Collected data entries:
=== Section Start ===
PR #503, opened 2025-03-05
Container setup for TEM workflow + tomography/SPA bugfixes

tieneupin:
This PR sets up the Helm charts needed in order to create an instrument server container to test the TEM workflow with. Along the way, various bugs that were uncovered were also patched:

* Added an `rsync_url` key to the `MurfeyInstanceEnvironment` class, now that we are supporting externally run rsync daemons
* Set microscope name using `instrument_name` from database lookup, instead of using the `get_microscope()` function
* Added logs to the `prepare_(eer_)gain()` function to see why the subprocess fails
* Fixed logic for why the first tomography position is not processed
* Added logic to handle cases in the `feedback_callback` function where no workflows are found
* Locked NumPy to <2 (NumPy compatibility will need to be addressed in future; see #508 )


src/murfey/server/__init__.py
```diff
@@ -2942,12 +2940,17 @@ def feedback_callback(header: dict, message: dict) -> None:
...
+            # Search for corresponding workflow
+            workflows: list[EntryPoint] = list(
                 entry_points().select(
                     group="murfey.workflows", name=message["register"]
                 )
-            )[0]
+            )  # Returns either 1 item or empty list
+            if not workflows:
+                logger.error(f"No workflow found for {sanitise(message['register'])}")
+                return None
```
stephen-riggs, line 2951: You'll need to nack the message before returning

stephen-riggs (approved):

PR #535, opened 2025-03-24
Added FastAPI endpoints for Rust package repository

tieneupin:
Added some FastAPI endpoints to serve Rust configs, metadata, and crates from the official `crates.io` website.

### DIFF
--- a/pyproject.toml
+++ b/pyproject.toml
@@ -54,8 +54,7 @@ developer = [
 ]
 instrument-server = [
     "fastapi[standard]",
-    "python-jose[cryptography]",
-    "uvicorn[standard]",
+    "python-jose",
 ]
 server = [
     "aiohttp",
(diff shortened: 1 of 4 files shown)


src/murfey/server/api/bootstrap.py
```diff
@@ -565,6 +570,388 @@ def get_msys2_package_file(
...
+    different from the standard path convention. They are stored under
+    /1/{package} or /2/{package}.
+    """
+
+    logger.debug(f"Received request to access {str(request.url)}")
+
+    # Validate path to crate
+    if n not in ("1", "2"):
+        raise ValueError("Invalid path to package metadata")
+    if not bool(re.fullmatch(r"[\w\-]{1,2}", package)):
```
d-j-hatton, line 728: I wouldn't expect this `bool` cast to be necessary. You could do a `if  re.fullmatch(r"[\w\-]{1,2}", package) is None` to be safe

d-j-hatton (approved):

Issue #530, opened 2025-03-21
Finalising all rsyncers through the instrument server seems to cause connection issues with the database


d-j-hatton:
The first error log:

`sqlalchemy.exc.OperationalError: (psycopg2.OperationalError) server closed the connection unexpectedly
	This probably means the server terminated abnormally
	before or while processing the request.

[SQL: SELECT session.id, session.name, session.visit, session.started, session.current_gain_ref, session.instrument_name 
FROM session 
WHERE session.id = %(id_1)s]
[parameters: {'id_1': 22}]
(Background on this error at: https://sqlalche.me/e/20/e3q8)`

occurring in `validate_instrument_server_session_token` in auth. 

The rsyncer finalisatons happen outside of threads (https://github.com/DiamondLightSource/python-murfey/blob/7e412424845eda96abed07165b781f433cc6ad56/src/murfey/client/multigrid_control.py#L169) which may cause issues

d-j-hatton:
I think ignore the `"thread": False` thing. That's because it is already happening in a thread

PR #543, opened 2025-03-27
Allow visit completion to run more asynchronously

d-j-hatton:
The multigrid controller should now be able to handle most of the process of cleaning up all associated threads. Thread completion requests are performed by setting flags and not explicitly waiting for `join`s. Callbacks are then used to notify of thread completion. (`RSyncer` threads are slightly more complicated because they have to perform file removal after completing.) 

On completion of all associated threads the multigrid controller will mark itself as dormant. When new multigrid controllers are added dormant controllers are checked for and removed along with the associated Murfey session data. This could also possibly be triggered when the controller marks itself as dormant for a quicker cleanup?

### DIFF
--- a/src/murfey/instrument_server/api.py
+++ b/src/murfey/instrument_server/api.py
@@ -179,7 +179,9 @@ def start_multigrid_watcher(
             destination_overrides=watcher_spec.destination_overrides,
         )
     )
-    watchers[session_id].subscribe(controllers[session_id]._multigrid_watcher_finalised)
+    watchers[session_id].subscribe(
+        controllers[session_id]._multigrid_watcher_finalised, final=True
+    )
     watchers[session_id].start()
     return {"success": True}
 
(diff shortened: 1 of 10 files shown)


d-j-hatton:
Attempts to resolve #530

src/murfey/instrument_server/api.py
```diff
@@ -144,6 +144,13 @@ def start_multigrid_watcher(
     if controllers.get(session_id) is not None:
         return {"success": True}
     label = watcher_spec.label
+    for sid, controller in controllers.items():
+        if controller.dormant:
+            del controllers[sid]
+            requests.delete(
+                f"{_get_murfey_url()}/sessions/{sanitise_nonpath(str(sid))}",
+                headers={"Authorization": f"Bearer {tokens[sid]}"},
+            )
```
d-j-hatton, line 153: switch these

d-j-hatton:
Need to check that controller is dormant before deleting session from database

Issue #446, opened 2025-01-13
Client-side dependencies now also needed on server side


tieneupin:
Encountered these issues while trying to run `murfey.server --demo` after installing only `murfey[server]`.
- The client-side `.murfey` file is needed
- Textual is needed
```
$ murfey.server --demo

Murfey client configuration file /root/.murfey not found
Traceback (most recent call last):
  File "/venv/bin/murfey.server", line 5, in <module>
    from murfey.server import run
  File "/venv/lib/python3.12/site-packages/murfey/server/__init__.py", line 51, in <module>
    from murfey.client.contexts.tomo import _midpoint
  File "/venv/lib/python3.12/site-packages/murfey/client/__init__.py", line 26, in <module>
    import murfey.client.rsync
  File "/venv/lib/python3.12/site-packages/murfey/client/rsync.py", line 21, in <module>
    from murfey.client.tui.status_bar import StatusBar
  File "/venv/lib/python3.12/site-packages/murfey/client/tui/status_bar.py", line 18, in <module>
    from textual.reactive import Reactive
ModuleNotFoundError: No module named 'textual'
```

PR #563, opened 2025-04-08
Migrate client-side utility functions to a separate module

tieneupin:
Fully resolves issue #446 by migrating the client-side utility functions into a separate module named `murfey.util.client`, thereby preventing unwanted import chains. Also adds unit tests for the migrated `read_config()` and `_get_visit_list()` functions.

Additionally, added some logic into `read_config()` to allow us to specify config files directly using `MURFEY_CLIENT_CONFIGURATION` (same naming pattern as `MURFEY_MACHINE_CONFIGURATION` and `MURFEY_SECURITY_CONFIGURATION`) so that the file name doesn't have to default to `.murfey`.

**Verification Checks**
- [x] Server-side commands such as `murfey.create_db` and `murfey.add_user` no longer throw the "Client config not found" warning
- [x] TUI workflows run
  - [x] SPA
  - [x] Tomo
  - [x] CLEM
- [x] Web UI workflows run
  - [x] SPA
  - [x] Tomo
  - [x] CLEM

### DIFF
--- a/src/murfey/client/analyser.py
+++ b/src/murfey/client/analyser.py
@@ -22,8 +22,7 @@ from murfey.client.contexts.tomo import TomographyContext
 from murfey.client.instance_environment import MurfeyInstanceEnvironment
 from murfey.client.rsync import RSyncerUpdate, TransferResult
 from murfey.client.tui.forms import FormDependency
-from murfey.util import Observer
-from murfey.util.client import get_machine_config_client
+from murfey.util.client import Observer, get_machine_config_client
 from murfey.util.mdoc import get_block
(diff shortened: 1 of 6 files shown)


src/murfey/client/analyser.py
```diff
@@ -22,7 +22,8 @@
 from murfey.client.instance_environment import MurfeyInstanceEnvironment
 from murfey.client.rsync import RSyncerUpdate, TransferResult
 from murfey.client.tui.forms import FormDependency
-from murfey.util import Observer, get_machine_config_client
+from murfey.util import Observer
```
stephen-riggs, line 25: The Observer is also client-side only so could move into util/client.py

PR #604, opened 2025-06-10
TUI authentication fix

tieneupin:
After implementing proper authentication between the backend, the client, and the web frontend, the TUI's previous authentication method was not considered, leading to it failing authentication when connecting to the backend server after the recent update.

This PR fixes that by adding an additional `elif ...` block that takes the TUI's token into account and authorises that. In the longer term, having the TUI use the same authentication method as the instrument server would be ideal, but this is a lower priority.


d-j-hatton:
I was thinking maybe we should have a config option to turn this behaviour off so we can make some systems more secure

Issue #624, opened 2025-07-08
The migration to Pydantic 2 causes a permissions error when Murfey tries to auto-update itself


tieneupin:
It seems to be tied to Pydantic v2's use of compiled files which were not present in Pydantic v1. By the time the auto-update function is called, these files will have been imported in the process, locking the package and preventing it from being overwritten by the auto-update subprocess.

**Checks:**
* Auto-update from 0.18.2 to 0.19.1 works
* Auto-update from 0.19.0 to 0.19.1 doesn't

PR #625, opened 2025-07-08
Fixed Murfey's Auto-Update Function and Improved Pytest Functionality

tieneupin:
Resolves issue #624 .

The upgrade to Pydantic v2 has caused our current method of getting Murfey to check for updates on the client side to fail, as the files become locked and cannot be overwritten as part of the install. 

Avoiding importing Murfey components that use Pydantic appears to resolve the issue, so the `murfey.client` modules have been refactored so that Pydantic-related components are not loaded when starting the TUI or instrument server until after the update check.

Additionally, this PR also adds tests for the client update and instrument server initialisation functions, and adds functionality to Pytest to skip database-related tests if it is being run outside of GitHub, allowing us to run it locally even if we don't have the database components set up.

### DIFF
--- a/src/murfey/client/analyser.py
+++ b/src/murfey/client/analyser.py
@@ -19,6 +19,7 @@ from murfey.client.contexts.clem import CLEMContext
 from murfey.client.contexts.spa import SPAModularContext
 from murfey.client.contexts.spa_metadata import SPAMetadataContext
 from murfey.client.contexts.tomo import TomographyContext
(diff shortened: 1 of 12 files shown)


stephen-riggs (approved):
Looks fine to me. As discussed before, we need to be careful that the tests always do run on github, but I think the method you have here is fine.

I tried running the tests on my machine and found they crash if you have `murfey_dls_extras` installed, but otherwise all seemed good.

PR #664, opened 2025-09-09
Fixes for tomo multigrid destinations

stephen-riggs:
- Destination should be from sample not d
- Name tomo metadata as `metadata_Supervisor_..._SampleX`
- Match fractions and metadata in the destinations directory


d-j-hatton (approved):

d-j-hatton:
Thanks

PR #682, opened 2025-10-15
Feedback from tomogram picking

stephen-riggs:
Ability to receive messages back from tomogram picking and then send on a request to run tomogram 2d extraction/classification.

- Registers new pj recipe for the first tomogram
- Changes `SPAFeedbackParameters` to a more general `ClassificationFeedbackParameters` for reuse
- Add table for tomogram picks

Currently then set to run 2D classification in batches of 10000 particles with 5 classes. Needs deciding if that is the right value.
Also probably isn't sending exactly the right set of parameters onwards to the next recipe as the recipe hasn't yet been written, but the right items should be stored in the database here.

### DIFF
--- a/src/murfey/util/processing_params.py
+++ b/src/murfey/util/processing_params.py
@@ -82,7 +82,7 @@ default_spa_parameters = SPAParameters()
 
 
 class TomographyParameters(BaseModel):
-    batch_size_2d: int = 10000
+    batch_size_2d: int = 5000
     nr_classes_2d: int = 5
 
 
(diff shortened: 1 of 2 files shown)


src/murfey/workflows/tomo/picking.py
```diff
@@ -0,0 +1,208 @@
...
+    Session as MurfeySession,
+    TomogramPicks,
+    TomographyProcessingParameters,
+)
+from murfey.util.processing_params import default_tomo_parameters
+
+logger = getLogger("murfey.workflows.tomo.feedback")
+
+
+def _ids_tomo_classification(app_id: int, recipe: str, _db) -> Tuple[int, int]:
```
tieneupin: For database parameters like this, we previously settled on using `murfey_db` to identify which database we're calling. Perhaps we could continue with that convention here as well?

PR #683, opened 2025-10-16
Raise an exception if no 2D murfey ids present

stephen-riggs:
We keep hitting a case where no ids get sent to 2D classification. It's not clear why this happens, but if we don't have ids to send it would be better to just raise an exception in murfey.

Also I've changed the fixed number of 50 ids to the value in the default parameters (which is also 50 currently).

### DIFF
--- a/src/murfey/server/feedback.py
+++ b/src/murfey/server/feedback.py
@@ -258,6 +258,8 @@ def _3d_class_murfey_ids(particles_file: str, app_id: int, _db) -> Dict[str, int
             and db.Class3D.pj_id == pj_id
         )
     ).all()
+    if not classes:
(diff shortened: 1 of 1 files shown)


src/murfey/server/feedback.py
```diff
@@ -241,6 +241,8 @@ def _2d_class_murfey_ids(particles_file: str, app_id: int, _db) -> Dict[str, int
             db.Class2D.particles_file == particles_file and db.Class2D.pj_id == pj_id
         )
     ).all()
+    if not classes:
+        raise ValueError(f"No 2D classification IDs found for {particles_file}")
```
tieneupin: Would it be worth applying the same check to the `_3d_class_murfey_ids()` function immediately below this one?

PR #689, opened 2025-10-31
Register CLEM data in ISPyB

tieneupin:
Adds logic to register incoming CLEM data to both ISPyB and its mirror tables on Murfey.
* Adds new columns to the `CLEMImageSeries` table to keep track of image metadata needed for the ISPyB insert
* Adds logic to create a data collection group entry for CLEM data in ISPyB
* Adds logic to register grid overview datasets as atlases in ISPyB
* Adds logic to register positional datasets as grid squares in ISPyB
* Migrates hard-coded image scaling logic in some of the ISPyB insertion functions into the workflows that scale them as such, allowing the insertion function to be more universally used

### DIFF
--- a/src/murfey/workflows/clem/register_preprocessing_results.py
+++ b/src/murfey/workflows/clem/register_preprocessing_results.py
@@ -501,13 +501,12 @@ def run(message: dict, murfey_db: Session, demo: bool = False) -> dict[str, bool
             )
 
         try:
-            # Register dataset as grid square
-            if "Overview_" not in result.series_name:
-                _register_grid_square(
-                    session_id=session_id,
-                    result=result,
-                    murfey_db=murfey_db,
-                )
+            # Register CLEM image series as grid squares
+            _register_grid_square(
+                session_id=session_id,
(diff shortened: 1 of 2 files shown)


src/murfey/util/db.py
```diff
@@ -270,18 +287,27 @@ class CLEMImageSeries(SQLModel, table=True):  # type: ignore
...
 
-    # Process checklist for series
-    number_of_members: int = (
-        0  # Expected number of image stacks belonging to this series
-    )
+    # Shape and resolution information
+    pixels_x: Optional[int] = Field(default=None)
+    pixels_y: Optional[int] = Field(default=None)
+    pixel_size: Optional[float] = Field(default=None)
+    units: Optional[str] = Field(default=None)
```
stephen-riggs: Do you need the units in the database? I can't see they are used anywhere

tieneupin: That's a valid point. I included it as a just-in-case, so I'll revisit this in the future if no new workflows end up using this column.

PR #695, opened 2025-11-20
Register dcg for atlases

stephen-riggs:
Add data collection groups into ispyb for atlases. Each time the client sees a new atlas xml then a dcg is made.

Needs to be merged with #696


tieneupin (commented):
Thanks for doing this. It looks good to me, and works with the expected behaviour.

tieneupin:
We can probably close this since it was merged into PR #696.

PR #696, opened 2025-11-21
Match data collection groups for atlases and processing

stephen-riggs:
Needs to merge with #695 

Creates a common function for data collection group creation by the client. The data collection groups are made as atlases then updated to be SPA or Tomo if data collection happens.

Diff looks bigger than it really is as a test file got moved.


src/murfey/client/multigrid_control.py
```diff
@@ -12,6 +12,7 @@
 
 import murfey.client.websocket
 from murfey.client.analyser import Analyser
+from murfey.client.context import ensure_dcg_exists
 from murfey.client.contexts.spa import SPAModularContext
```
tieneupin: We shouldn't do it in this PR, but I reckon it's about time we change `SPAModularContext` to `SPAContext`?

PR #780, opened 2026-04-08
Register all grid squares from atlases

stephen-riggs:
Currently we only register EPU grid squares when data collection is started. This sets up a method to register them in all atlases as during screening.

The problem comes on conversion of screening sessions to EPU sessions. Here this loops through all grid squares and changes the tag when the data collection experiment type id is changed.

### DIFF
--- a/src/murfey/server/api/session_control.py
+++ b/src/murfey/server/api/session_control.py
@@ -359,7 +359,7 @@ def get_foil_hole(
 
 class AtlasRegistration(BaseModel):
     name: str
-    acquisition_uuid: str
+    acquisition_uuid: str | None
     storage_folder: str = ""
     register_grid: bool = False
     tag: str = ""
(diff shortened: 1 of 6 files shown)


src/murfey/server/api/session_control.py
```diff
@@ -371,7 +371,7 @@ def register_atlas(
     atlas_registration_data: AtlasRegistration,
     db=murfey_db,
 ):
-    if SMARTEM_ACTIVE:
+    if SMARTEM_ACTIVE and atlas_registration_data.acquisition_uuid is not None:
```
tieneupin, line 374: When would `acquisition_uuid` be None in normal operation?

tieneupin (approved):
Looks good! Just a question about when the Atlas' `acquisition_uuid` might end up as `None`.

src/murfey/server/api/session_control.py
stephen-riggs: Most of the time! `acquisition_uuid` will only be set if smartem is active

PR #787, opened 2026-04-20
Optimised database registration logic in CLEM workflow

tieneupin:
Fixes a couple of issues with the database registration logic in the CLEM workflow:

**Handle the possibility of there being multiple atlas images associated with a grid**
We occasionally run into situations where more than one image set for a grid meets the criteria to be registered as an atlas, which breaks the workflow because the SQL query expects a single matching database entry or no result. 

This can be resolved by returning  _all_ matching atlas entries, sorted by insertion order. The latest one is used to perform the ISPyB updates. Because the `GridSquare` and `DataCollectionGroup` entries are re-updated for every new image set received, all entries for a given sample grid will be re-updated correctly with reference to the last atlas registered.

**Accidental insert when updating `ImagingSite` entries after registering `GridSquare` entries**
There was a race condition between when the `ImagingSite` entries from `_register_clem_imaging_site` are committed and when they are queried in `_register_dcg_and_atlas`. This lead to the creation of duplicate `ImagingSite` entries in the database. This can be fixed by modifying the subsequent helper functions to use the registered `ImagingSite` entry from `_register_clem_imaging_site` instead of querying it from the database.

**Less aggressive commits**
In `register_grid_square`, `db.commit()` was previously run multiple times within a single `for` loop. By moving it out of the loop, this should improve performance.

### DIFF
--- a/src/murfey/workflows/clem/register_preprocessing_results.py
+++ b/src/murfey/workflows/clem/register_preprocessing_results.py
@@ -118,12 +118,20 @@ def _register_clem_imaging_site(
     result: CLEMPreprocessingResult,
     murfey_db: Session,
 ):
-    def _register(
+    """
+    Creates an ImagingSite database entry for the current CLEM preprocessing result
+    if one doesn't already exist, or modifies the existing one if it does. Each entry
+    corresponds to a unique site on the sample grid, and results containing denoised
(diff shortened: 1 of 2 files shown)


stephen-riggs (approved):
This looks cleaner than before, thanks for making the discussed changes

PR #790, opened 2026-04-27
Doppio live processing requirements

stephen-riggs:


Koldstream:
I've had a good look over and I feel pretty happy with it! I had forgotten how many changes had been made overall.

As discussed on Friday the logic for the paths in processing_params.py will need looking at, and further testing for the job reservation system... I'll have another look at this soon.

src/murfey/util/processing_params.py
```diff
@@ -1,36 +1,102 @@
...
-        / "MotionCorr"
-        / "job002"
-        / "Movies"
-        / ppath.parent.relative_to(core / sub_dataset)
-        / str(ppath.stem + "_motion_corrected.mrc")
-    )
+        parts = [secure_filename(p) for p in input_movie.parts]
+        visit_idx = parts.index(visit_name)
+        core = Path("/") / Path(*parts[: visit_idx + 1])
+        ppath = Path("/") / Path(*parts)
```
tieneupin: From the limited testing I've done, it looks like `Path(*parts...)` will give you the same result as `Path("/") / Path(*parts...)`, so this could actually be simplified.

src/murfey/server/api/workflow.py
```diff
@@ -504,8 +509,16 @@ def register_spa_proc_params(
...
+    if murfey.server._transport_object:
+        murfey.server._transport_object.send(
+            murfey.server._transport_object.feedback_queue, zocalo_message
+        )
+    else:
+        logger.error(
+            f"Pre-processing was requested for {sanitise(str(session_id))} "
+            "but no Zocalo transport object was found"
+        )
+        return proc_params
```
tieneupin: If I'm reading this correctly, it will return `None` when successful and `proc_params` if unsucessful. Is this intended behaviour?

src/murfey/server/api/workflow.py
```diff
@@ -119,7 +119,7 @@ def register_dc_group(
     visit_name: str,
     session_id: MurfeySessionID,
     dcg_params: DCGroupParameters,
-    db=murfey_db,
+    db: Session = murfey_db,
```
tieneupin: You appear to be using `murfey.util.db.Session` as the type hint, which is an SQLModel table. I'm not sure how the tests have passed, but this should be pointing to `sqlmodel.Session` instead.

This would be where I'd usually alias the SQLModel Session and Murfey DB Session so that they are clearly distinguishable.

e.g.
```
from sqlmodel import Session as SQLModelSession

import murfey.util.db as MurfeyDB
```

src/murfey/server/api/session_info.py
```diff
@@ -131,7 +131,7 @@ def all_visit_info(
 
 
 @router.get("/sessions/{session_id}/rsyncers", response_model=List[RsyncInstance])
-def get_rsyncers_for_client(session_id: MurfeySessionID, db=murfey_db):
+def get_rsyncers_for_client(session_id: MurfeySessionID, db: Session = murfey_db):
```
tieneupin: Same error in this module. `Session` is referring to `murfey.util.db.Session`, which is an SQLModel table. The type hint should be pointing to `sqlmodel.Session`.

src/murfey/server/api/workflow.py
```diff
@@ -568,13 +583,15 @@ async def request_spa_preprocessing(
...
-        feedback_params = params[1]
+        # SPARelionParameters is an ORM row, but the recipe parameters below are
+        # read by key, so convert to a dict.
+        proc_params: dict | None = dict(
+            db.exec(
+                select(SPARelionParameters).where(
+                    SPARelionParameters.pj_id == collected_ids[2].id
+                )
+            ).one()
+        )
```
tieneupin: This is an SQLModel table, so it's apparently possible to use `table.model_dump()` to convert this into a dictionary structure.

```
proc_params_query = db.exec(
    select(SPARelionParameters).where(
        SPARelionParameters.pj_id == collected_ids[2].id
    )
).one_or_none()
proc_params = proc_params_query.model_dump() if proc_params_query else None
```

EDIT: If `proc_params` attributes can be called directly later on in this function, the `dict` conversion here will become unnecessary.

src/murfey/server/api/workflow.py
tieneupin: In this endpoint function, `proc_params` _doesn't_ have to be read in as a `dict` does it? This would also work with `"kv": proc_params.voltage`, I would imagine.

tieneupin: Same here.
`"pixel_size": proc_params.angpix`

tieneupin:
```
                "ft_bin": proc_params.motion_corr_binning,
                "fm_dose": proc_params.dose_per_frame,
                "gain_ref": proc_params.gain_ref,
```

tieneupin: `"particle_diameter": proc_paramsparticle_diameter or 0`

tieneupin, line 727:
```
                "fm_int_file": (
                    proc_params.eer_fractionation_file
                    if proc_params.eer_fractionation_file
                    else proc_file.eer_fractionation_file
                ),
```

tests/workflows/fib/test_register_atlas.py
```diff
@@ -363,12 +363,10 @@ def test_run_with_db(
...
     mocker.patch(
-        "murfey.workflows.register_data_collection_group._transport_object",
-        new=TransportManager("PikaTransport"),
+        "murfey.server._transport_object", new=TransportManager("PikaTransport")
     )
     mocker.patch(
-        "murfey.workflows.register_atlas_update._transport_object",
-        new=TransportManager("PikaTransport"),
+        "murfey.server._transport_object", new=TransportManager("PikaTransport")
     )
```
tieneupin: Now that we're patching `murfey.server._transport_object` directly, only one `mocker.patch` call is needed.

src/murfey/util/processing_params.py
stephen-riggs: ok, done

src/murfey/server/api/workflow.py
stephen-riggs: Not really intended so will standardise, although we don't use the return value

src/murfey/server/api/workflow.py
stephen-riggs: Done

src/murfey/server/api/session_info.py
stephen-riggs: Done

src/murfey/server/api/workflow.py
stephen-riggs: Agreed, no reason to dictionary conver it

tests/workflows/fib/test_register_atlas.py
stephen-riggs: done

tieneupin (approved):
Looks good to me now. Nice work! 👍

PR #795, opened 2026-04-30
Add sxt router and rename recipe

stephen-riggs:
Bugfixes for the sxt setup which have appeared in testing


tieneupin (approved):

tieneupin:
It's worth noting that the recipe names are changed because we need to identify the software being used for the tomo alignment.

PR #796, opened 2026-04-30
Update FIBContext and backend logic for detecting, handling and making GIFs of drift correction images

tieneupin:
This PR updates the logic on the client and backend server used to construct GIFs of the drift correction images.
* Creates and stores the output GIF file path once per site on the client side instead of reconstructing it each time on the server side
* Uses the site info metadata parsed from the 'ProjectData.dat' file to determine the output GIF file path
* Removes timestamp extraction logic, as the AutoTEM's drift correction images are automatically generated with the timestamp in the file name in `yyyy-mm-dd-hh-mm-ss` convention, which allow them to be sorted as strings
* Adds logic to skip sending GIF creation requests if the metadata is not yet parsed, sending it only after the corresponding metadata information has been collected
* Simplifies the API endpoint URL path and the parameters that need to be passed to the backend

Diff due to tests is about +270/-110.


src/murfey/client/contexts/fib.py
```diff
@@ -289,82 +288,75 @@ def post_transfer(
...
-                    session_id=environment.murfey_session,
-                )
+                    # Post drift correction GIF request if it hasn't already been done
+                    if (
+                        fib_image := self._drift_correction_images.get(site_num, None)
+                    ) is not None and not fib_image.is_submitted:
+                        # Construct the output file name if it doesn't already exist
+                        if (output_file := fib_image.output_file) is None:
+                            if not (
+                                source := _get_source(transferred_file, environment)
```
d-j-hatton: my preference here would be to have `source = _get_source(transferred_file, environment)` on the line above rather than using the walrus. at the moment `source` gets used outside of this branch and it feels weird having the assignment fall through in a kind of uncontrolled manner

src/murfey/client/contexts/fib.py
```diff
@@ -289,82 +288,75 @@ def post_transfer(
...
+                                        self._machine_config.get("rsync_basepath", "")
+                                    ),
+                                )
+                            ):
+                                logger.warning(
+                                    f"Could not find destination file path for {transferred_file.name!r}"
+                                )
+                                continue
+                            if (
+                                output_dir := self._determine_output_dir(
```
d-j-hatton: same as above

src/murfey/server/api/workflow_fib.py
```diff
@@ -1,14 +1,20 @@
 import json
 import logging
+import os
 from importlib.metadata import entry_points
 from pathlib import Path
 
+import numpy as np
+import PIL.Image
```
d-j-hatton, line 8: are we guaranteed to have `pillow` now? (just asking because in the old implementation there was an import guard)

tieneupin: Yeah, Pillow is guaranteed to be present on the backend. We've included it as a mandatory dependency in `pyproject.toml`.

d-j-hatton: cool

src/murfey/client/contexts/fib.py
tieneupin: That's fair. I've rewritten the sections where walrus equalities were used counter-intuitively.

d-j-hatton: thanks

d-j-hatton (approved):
=== Section End ===
* **Work instruction**
Your task is to write out, exactly, the line that holds "d-j-hatton: cool" and every line after it until the records end.

* **Completed task**
d-j-hatton: cool

src/murfey/client/contexts/fib.py
tieneupin: That's fair. I've rewritten the sections where walrus equalities were used counter-intuitively.

d-j-hatton: thanks

d-j-hatton (approved):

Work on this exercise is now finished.